Richardson v. Communications Workers of America, 72-1207

Decision Date16 November 1972
Docket Number72-1220.,No. 72-1207,72-1207
Citation469 F.2d 333
PartiesDale C. RICHARDSON, Appellant, v. COMMUNICATIONS WORKERS OF AMERICA et al., Appellees. Dale C. RICHARDSON, Appellee, v. COMMUNICATIONS WORKERS OF AMERICA et al., Appellants.
CourtU.S. Court of Appeals — Eighth Circuit

Robert E. O'Connor and J. Patrick Green, Omaha, Neb., for Communications Workers of America and others.

Dan J. Whiteside, Huntington Beach, Cal., Edward F. Fogarty, Omaha, Neb., and Rex H. Reed, Washington, D. C., for Dale C. Richardson.

Before GIBSON and LAY, Circuit Judges, and DURFEE,* United States Court of Claims Judge.

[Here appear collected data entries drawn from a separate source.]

PR #2803, opened 2020-12-09
Avoid traversing object tree in `immutable` if already frozen

robertknight:
This makes store updates faster in debug builds when a lot of data is
loaded into the client. In this case most sub-trees in the store are
already frozen after an update (since they are objects from the previous
state) and only the new parts need to be frozen.

As a reminder, the `immutable` utility does nothing in production builds.

### DIFF
--- a/src/sidebar/util/immutable.js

Rehearing and Rehearing En Banc Denied December 8, 1972.

PER CURIAM.

Plaintiff Dale C. Richardson filed an action for multiple claims against the Communications Workers of America, AFL-CIO, arising from his alleged wrongful discharge from employment with the Western Electric Company, Inc. In his first claim he sought damages against both the Union and his employer under § 301(a) of the Labor Management Relations Act, 1947. 29 U.S.C.A. § 185(a). In his second claim he sought damages for mental anguish arising from alleged invidious discrimination directed against him for failing to join the Union. These claims were tried together, and on remand from this court1 plaintiff recovered substantial damages on both claims. The trial court entered judgment on the verdict on the first claim but granted a new trial as to the award of damages on the claim arising out of the alleged invidious discrimination by the Union. The Union alone appealed the damages for wrongful discharge whereas the plaintiff has attempted to appeal the awarding of the new trial on the second claim.

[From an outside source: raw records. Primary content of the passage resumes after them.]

PR #3968, opened 2021-11-26
Move random hex generator function to the `src/shared` folder

esanzgar:
Code in the `src/annotator` can and will use the `generateHexString` functionality.

I also cleanup some unusual code.


src/sidebar/util/postmessage-json-rpc.js
```diff
@@ -33,7 +28,7 @@ export function call(
   params = [],
   timeout = 2000,
   window_ = window,
-  id = generateId()
+  id = generateHexString(10)
```
robertknight, line 31: I think we can just suppress the code coverage complaint here.

robertknight (approved):
LGTM

src/sidebar/util/postmessage-json-rpc.js
esanzgar: I have removed the unnecessary test seam in a follow up commit.

src/annotator/annotation-sync.js
```diff
@@ -108,7 +110,7 @@ export class AnnotationSync {
     if (annotation.$tag) {
       return annotation;
     }
-    tag = tag || window.btoa(Math.random().toString());
+    tag = tag || generateHexString(8);
```
esanzgar, line 113: The only question I have is about this line.

This creates around 24 character long string of random alpha-numerical characters. This was different from `src/sidebar/services/annotations.js` that use `generateHexString(8)`.

Is there any value on having a different format for the `$tag` here than the one generated in the sidebar?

After full consideration the court finds that it lacks jurisdiction to review the matters before it. It has long been settled that the granting of a new trial is not an appealable order. 6A Moore, Federal Practice & Procedure § 59.9 4, at 3853-3854 (1971). The granting of the new trial may be challenged on the abuse of discretion in an appeal only from the final judgment. See Gallon v. Lloyd-Thomas Co., 261 F.2d 26, 27-28 (8 Cir. 1958).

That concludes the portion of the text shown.